Бешеный прапорщик. Книги 1-9 — страница 206 из 406

Ну, в принципе, о чем-то подобном я уже думал. Особенно после очередного общения с теми же земгусарами, или интендантами. И не скажу, что испытывал при этом какие-то муки совести. Пятая колонна существовать не должна по определению! И чем раньше, тем лучше. Но тут есть нюансы, о которых стоит заранее подумать.

– Что касается лично меня, то я – «за» всеми четырьмя лапами. Но!.. Люди, которые пойдут со мной на акции, должны быть на сто процентов уверены, что делают благое дело, и что с ними не поступят, как с убийцами, грабителями, вымогателями и так далее согласно Уложению о наказаниях. Нужно хорошенько продумать юридический аспект. Сейчас не времена Ивана Грозного, чтобы новую опричнину официально устраивать.

– Когда Вы пугали одного из полковников Ник-Ника, об этом не думали? – Павлов хитро прищурившись, смотрит на меня. – Почему же сейчас такие душевные терзания?

– Потому, что тогда взял бы все на себя, и никого бы не сдал. А сейчас им придется работать самостоятельно, одним. И каждый должен быть уверен в том, что его не сольют ни сейчас, ни потом. Вон, Петр Всеславович меня понимает. Это ведь одна из заповедей работы с осведомителями, не так ли?

Воронцов согласно кивает головой и подхватывает идею:

– У нас, если агент работает, как Вы говорите «под прикрытием», то на его действия, пусть и противозаконные, внимание далеко не всегда обращают, если он дает результат. То есть, уже существуют прецеденты неподсудности. Таким же образом надо поставить дело и с Вашими боевыми группами. Жесткий режим секретности, об их существовании должен знать очень узкий круг лиц, пользующихся абсолютным доверием. Ну, а если кто-то попадет в руки полиции, способ связи уже отработан. Любому полицейскому начальнику сказать, чтобы связался с ближайшим отделением Корпуса, и передать условную фразу. Хотя, посмотрев на тренировки Ваших солдат, Денис Анатольевич, я глубоко сомневаюсь, что кто-то из них попадется.

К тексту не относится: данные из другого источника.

PR #332, opened 2017-03-14
libs/utils/android: Add systrace timeless support

valschneider:
Systrace expects either a time argument to know how long it has
to record traces, or an <enter> keystroke to end the tracing.
Added a 'fake' <enter> keystroke so tracing may be started
and stopped without a predefined duration.

### DIFF
--- a/libs/utils/android/system.py
+++ b/libs/utils/android/system.py
@@ -30,7 +30,7 @@ class System(object):
     """
 
     @staticmethod
-    def systrace_start(target, trace_file, time,
+    def systrace_start(target, trace_file, time=None,
                        events=['gfx', 'view', 'sched', 'freq', 'idle']):
 
         log = logging.getLogger('System')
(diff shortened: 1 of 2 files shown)


libs/utils/android/system.py
```diff
@@ -46,10 +46,13 @@ def systrace_start(target, trace_file, time,
...
                 return None
 
-        #  Format the command according to the specified time and events
-        systrace_pattern = "{} -e {} -o {} {} -t {}"
+        #  Format the command according to the specified arguments
+        systrace_pattern = "{} -e {} -o {} {}"
         trace_cmd = systrace_pattern.format(systrace_path, target.conf['device'],
-                                            trace_file, " ".join(events), time)
+                                            trace_file, " ".join(events))
+        if (time is not None):
```
derkling: just for consistency, you can avoid parenthesis here

libs/utils/android/workload.py
```diff
@@ -104,9 +104,7 @@ def tracingStart(self):
             if match:
                 self._trace_time = match.group(1)
             else:
-                # TODO: must implement a CTRL+C based systrace stopping
-                self._log.warning("Systrace time NOT defined, tracing for 10[s]")
-                self._trace_time = 10
+                self._trace_time = None
```
derkling: What about:

```python
self._trace_time = match.group(1) if match else None
```

libs/utils/android/workload.py
```diff
@@ -132,6 +130,9 @@ def tracingStop(self):
             else:
                 self._log.info('Waiting systrace report [%s]...',
                                  self.trace_file)
+                if (self._trace_time is None):
```
derkling: Here also you can remove the parentesis

libs/utils/android/workload.py
```diff
@@ -132,6 +130,9 @@ def tracingStop(self):
...
+                    # Systrace expects <enter>
+                    self._systrace_output.sendline("")
```
derkling: Not big deal since we are both ' and "... but perhaps we can try to be consistent at lest within functions and, thanks to your previous removal, that's now the only usage or "... let's switch to '

valschneider:
Branch updated regarding previous comments. It's been tested with the GMaps workload.

PR #333, opened 2017-03-15
lisa_shell: Check for missing submodules and update them

joelagnel:

### DIFF
--- a/src/shell/lisa_shell
+++ b/src/shell/lisa_shell
@@ -245,6 +245,16 @@ echo
 echo
 }
 
+function lisa-check-submods {
+local missing=0
+if [ ! -f ./libs/devlib/setup.py ] ||
+   [ ! -f ./libs/bart/setup.py ] ||
+   [ ! -f ./libs/trappy/setup.py ]; then
+	echo "One or more submodules missing, updating";
+	lisa-update submodules
+fi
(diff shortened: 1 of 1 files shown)


src/shell/lisa_shell
```diff
@@ -245,6 +245,24 @@ echo
...
+local missing=0
+if [ ! -f ./libs/devlib/setup.py ]; then
+	missing=1
+fi
+if [ ! -f ./libs/bart/setup.py ]; then
+	missing=1
+fi
+if [ ! -f ./libs/trappy/setup.py ]; then
+	missing=1
+fi
```
bjackman: Can we reduce this to 

```
function lisa-check-submods {
if [ ! -f ./libs/devlib/setup.py ] ||
   [ ! -f ./libs/bart/setup.py ] ||
   [ ! -f ./libs/trappy/setup.py ]; then
	echo "One or more submodules missing, updating"
	lisa-update submodules
fi
}
```

derkling: I like that solution... I've suggested Jeol to check for just on library but it's actually more safe to check for all the main dependencies. ;-)

joelagnel:
Done, I updated based on your suggestion, please pull, thanks

PR #334, opened 2017-03-15
lisa_shell: Check for missing submodules and update them

joelagnel:


joelagnel:
Could this be pulled? thanks

PR #335, opened 2017-03-17
[RFC] Add a monsoon meter for devlib's monsoon instrument

joelagnel:
Needed some clarification about report(), on Monsoon there is only 1 channel (atleast on my personal monsoon), in this case what should the channel number of the output be? Do we pick a default channel name?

– Ну, всякое бывает. Может случиться так, что исполнителю самому придется сдаться, чтобы выкрутиться из ситуации. Поэтому механизм должен быть отработан до мелочей… И еще, кто будет заниматься оперативной разработкой? И насколько тщательно? Очень не хотелось бы невиновного, как потом выяснится, человека отправить на кладбище, или еще куда-нибудь похуже.

– А что может быть хуже? – В голосе Воронцова неприкрыто звучит растерянность и удивление.

– Петр Всеславович, не обращайте внимания. Наш штабс-капитан любит иногда вот так пожонглировать словами. – Улыбаясь, объясняет Павлов.

– А вариант Канатчиковой дачи, или аналогичного заведения Вы не рассматриваете, Иван Петрович? – Пытаюсь противоречить академику. – И, на мой взгляд, это – еще хуже, чем кладбище. На погосте тихо, спокойно, никто не орет, не дерется, друг другу не мешает, санитары со смирительными рубашками не бегают. Как там пелось в песенке?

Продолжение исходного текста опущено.